9. Developer Conflicts
5 May 1999 - 6 May 1999 (6 posts) Archive Link: "Status of Linux SCSI generic implementation"
Topics: Disks: SCSI
People: Douglas Gilbert, David Mosberger
Someone gave a pointer to Jörg Schilling's page on SCSI generic implementation, as well as a discussion of the competing interfaces. A restrained Douglas Gilbert replied:
The new implementation is in place and working in 2.2.6 and 2.2.7 with some blemishes to be ironed out in a new patch hopefully to be ready for 2.2.8 (it's with ac now). The interface is just the tip of the iceberg. It will not change.
The driver has been accepted by David Mosberger-Tang (sane) and Monty (cdparanoia) as a reasonable (but not necessarily the best) compromise. Monty has a cdparanoia III alpha that uses some of the new features. Various other developers (some working for big corporations) seem to be happy with the progress.
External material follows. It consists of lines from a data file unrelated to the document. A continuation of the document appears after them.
Issue #2689, opened 2015-08-03
underdash/Lodash v4 support


megawac:
There are some major changes taking place in lodash v4/underdash.

First of I'd like to suggest that v3 update its backbone and underscore dependencies to something like `>= 1.1.2` and either `>= 1.6` or `>= 1.8`, respectively (which would have other advantages besides making it less of a pain to support cross version compatibility). Next, we if we want to be future compatible with lodash v4 (should be coming soon) and underdash there are some refactoring to be done. Below is a non exhaustive list of changes (feel free to edit this issue directly):

- [ ] Remove any uses of alias methods
- [ ] drop all uses of context binding (`_.each(items, function, context)` be replaced with `_.each(items, _.bind(function, context))` For this one in particular, I think using babel for arrow functions would be a great win
- [ ] Try to use only core functions (see underdash)

I haven't gone over the codebase for specifics, this list is only from memory. For specific changes see https://github.com/lodash/lodash/wiki/Roadmap

megawac:
This may be a good reason to reopen/fork https://github.com/marionettejs/backbone.marionette/pull/2440

paulfalgout:
I'd be :+1: for updating the Bb and _ dependencies.  I'm not sure if there's any strong feelings against that for v3?  `1.1.2` and `1.6.0` are pretty old now, but I'm sure widely used..  I'd doubt that anyone pre-that would be upgrading to Mn v3.  But we should do it particularly if that opens the path easier for future proofing and less maintenance headaches.

Everything else though seems doable and non-breaking outside of a major release?  I'm just nervous about anything else holding up v3.

jasonLaster:
Thanks @megawac. I think we should feel safe upgrading in a major release. I agree with Paul with respect to starting another Major project right now. If a PR was opened that did the upgrade and the tests passed I'd merge, or if there was a way to do a small breaking PR and then do incremental non-breaking improvements that would be fine.

This might be one of the rare cases where an AST search could help: http://www.graspjs.com/ identify how much work there is

ahumphreys87:
yup im pro for doing this as well

anthony-redFox:
Hello, I try create report using underscore/lodash in MarionetteJs (only folder src).
https://docs.google.com/spreadsheets/d/1auq_MbgMFqbhx7u__ky4XhnU_j_Z16LEdQCzVThQAp0/edit?usp=sharing

In core Underdash
_.invert
_.keys
_.each
_.extend
[...]

PR #2693, opened 2015-08-07
Remove _.isUndefined usage

anthony-redFox:
#2689

typeof more clear then void(0) and the same by performance.
https://jsperf.com/typeof-vs-undefined-check/12

### DIFF
--- a/src/abstract-view.js
+++ b/src/abstract-view.js
@@ -96,7 +96,7 @@ Marionette.AbstractView = Backbone.View.extend({
 
     // normalize ui keys
     events = this.normalizeUIKeys(events);
-    if (_.isUndefined(eventsArg)) {this.events = events;}
+    if (typeof eventsArg === 'undefined') {this.events = events;}
 
     var combinedEvents = {};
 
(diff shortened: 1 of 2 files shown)


paulfalgout:
@megawac care to weigh in?  underscore switched to `=== void 0` from typeof and lodash is simply `=== undefined`

anthony-redFox:
The undefined is not a reserved word, it can be used as an variable name in any scope other than the global scope. So `=== undefined` should be slow than `=== void 0` or `typeof` with scopes.

Underscore swhiched to `=== void 0` because of check ActiveX Objects from Internet Explorer.
We don't use ActiveX Objects.

paulfalgout:
Ah, yeah in lodash I believe undefined is referring to a local `var undefined;`

megawac:
I would suggest == null

anthony-redFox:
@megawac  - my opinion it is not good idea, it is conflict with jshint with option 'eqeqeq',  and many misunderstanding contains '=='

samccone:
I am ok with this

jasonLaster:
@samccone which way do you propose
@anthony-redFox mind rebaing off of next. You'll get passing tests :)

anthony-redFox:
@jasonLaster done

PR #2694, opened 2015-08-08
Modify how views execute the View constructor to better allow monkey patching

timsnadden:
In my app I wanted to add some custom code to all views as follows:

```javascript
Marionette.View.prototype.constructor = (function (original) {
	return function () {
		// Do some custom thing to all views before executing original constructor
		// ...
		original.apply(this, arguments);
	};
})(Marionette.View.prototype.constructor);
```

Without the changes in this pull request the monkey patched function doesn't get executed.

### DIFF
--- a/src/collection-view.js
+++ b/src/collection-view.js
@@ -25,7 +25,7 @@ Marionette.CollectionView = Marionette.View.extend({
     this.once('render', this._initialEvents);
     this._initChildViewStorage();
 
-    Marionette.View.apply(this, arguments);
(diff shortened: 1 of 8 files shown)


jasonLaster:
I like the change. I've thought for awhile we should let debs have the ability to hook in here. It's of course dangerous, but if you communicate it appropriately j think it's fine. 

Please drop the guild commit :)

timsnadden:
I've dropped the build commit. D'oh!

jasonLaster:
Nice

ahumphreys87:
closing in favour of #2725

PR #2698, opened 2015-08-11
drop iojs from matrix

jasonLaster:


paulfalgout:
:+1:  BTW this is related to some issue with old jsdom and io.js.  Not particularly with io.js and Mn

PR #2700, opened 2015-08-12
Utilize getRenderer to allow for custom renderers

paulfalgout:
Opening in favor of https://github.com/marionettejs/backbone.marionette/pull/2682

Still needs:
- [ ] Documentation
- [ ] API Docs
- [ ] A test?
- [ ] Sanity check thumbs

### DIFF
--- a/src/abstract-view.js
+++ b/src/abstract-view.js
@@ -366,6 +366,11 @@ Marionette.AbstractView = Backbone.View.extend({
     });
   },
 
+  // Returns the view's renderer.
+  getRenderer: function() {
+    return Marionette.Renderer;
+  },
+
   // Imports the "normalizeMethods" to transform hashes of
   // events=>function references/names to a hash of events=>function references
   normalizeMethods: Marionette.normalizeMethods,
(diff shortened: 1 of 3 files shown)


paulfalgout:
Alright, in the interest of not expanding the API, I'm now  :-1: on this implementation.

We already provide a way for the [renderer to be aware of the view](https://github.com/marionettejs/backbone.marionette/blob/master/docs/marionette.itemview.md#itemview-render) and we provide a method for [customizing the renderer](https://github.com/marionettejs/backbone.marionette/blob/master/docs/marionette.renderer.md#custom-template-selection-and-rendering).

To solve the OP's the original concern you could certainly designate a view type (or any hundred of other ways) but your rendered could simply be:
```js
Marionette.Renderer.render = function(template, data, view){
  if(view.getOption('viewType' === 'IDOM'){
    return awesomeSauceRender(template)(data);
  }
  return $(template).tmpl(data);
};
```

I'm closing this for now.  In the very least it should likely be a 3.x conversation at this point.  Certainly reopen if necessary

PR #3033, opened 2016-05-31
Region empty edge-case fix

paulfalgout:
An edge-case in which something related to a view's destroy might also empty the view's region will force region empty to happen twice. This will prevent that edge case.


denar90:
👍

ahumphreys87:
👍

Joerg Schilling holds out with his own interface on top of my implementation. He conveniently neglects to mention that he has borrowed about 1200 lines of my code which I continue to maintain. The problem with this is the bug fixes + minor implementation improvements that have been added in the last 7 weeks (since he forked the code). Hopefully with time he will either drop this approach of use run time selection in his transport library to support both (and I have supplied such a patch).
It seems as though some people want this debate re-opened and I will shortly make a posting to the linux-scsi list which seems like the correct place. That post will challenge most of the technical claims made in the above documents which I ignored in the forlorn hope that Joerg would, in time, relent. I will do my best to ignore the personal accusations.
As of KT press time, the promised post has not appeared in the linux-scsi archives.